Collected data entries
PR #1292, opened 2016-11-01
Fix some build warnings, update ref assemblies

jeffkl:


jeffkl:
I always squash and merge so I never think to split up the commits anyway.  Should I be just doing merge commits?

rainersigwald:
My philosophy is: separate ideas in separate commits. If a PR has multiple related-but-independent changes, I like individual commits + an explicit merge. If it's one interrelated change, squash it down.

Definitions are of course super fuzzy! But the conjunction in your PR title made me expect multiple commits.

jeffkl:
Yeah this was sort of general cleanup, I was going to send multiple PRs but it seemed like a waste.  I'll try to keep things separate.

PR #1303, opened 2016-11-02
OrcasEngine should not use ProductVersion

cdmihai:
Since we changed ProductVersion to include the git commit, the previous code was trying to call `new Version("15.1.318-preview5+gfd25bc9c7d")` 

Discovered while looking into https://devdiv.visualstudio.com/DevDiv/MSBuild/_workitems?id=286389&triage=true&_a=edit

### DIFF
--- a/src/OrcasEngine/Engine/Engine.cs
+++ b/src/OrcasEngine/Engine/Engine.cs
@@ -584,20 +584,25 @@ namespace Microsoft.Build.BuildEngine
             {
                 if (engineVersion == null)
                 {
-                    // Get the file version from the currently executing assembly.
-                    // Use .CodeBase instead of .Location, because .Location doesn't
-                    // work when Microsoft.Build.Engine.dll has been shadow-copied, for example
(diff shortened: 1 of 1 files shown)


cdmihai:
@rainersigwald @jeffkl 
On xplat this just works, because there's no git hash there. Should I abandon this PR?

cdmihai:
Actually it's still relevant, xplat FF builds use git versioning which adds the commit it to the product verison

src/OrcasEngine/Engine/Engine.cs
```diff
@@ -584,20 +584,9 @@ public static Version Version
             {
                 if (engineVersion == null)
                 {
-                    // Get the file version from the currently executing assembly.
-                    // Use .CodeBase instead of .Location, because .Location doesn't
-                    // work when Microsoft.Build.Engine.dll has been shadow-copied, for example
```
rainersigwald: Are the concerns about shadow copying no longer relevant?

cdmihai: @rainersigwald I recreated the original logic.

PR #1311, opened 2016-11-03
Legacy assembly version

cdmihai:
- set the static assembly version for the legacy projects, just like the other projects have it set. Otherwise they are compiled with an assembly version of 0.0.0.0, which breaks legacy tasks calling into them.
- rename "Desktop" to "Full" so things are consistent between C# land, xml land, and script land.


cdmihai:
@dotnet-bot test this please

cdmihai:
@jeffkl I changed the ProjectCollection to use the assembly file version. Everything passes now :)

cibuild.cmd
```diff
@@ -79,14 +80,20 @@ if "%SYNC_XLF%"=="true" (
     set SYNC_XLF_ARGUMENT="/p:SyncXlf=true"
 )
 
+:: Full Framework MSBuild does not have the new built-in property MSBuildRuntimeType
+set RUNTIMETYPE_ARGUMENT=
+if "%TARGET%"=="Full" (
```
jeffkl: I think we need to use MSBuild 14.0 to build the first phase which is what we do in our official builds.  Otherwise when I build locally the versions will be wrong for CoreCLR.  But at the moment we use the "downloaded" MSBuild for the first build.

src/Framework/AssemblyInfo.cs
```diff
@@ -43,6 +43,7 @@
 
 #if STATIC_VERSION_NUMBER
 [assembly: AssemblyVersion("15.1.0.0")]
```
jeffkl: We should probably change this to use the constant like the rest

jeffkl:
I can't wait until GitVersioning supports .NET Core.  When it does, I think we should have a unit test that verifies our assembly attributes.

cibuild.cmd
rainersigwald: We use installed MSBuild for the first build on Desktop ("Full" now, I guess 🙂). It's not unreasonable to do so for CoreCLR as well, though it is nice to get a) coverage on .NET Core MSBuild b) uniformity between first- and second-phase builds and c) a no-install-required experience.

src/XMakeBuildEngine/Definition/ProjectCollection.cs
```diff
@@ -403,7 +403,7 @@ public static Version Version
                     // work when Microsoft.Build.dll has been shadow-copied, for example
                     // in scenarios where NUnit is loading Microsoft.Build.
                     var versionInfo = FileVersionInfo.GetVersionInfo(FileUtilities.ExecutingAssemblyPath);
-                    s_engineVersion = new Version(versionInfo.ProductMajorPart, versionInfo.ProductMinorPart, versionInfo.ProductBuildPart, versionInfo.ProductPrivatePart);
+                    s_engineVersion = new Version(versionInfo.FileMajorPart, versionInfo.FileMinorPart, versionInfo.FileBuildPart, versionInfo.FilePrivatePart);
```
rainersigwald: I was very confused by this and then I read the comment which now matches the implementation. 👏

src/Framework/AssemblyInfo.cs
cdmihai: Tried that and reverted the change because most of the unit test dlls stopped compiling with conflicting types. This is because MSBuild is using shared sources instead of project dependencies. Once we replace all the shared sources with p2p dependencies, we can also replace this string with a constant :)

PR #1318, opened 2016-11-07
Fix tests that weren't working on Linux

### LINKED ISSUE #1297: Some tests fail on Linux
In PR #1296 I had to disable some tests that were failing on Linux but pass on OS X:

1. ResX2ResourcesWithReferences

▸ WHAT TO PRODUCE: The full set of lines above should be retyped without a single change.

▸ YOUR RESPONSE:
PR #1292, opened 2016-11-01
Fix some build warnings, update ref assemblies

jeffkl:


jeffkl:
I always squash and merge so I never think to split up the commits anyway.  Should I be just doing merge commits?

rainersigwald:
My philosophy is: separate ideas in separate commits. If a PR has multiple related-but-independent changes, I like individual commits + an explicit merge. If it's one interrelated change, squash it down.

Definitions are of course super fuzzy! But the conjunction in your PR title made me expect multiple commits.

jeffkl:
Yeah this was sort of general cleanup, I was going to send multiple PRs but it seemed like a waste.  I'll try to keep things separate.

PR #1303, opened 2016-11-02
OrcasEngine should not use ProductVersion

cdmihai:
Since we changed ProductVersion to include the git commit, the previous code was trying to call `new Version("15.1.318-preview5+gfd25bc9c7d")` 

Discovered while looking into https://devdiv.visualstudio.com/DevDiv/MSBuild/_workitems?id=286389&triage=true&_a=edit

### DIFF
--- a/src/OrcasEngine/Engine/Engine.cs
+++ b/src/OrcasEngine/Engine/Engine.cs
@@ -584,20 +584,25 @@ namespace Microsoft.Build.BuildEngine
             {
                 if (engineVersion == null)
                 {
-                    // Get the file version from the currently executing assembly.
-                    // Use .CodeBase instead of .Location, because .Location doesn't
-                    // work when Microsoft.Build.Engine.dll has been shadow-copied, for example
(diff shortened: 1 of 1 files shown)


cdmihai:
@rainersigwald @jeffkl 
On xplat this just works, because there's no git hash there. Should I abandon this PR?

cdmihai:
Actually it's still relevant, xplat FF builds use git versioning which adds the commit it to the product verison

src/OrcasEngine/Engine/Engine.cs
```diff
@@ -584,20 +584,9 @@ public static Version Version
             {
                 if (engineVersion == null)
                 {
-                    // Get the file version from the currently executing assembly.
-                    // Use .CodeBase instead of .Location, because .Location doesn't
-                    // work when Microsoft.Build.Engine.dll has been shadow-copied, for example
```
rainersigwald: Are the concerns about shadow copying no longer relevant?

cdmihai: @rainersigwald I recreated the original logic.

PR #1311, opened 2016-11-03
Legacy assembly version

cdmihai:
- set the static assembly version for the legacy projects, just like the other projects have it set. Otherwise they are compiled with an assembly version of 0.0.0.0, which breaks legacy tasks calling into them.
- rename "Desktop" to "Full" so things are consistent between C# land, xml land, and script land.


cdmihai:
@dotnet-bot test this please

cdmihai:
@jeffkl I changed the ProjectCollection to use the assembly file version. Everything passes now :)

cibuild.cmd
```diff
@@ -79,14 +80,20 @@ if "%SYNC_XLF%"=="true" (
     set SYNC_XLF_ARGUMENT="/p:SyncXlf=true"
 )
 
+:: Full Framework MSBuild does not have the new built-in property MSBuildRuntimeType
+set RUNTIMETYPE_ARGUMENT=
+if "%TARGET%"=="Full" (
```
jeffkl: I think we need to use MSBuild 14.0 to build the first phase which is what we do in our official builds.  Otherwise when I build locally the versions will be wrong for CoreCLR.  But at the moment we use the "downloaded" MSBuild for the first build.

src/Framework/AssemblyInfo.cs
```diff
@@ -43,6 +43,7 @@
 
 #if STATIC_VERSION_NUMBER
 [assembly: AssemblyVersion("15.1.0.0")]
```
jeffkl: We should probably change this to use the constant like the rest

jeffkl:
I can't wait until GitVersioning supports .NET Core.  When it does, I think we should have a unit test that verifies our assembly attributes.

cibuild.cmd
rainersigwald: We use installed MSBuild for the first build on Desktop ("Full" now, I guess 🙂). It's not unreasonable to do so for CoreCLR as well, though it is nice to get a) coverage on .NET Core MSBuild b) uniformity between first- and second-phase builds and c) a no-install-required experience.

src/XMakeBuildEngine/Definition/ProjectCollection.cs
```diff
@@ -403,7 +403,7 @@ public static Version Version
                     // work when Microsoft.Build.dll has been shadow-copied, for example
                     // in scenarios where NUnit is loading Microsoft.Build.
                     var versionInfo = FileVersionInfo.GetVersionInfo(FileUtilities.ExecutingAssemblyPath);
-                    s_engineVersion = new Version(versionInfo.ProductMajorPart, versionInfo.ProductMinorPart, versionInfo.ProductBuildPart, versionInfo.ProductPrivatePart);
+                    s_engineVersion = new Version(versionInfo.FileMajorPart, versionInfo.FileMinorPart, versionInfo.FileBuildPart, versionInfo.FilePrivatePart);
```
rainersigwald: I was very confused by this and then I read the comment which now matches the implementation. 👏

src/Framework/AssemblyInfo.cs
cdmihai: Tried that and reverted the change because most of the unit test dlls stopped compiling with conflicting types. This is because MSBuild is using shared sources instead of project dependencies. Once we replace all the shared sources with p2p dependencies, we can also replace this string with a constant :)

PR #1318, opened 2016-11-07
Fix tests that weren't working on Linux

### LINKED ISSUE #1297: Some tests fail on Linux
In PR #1296 I had to disable some tests that were failing on Linux but pass on OS X:

1. ResX2ResourcesWithReferences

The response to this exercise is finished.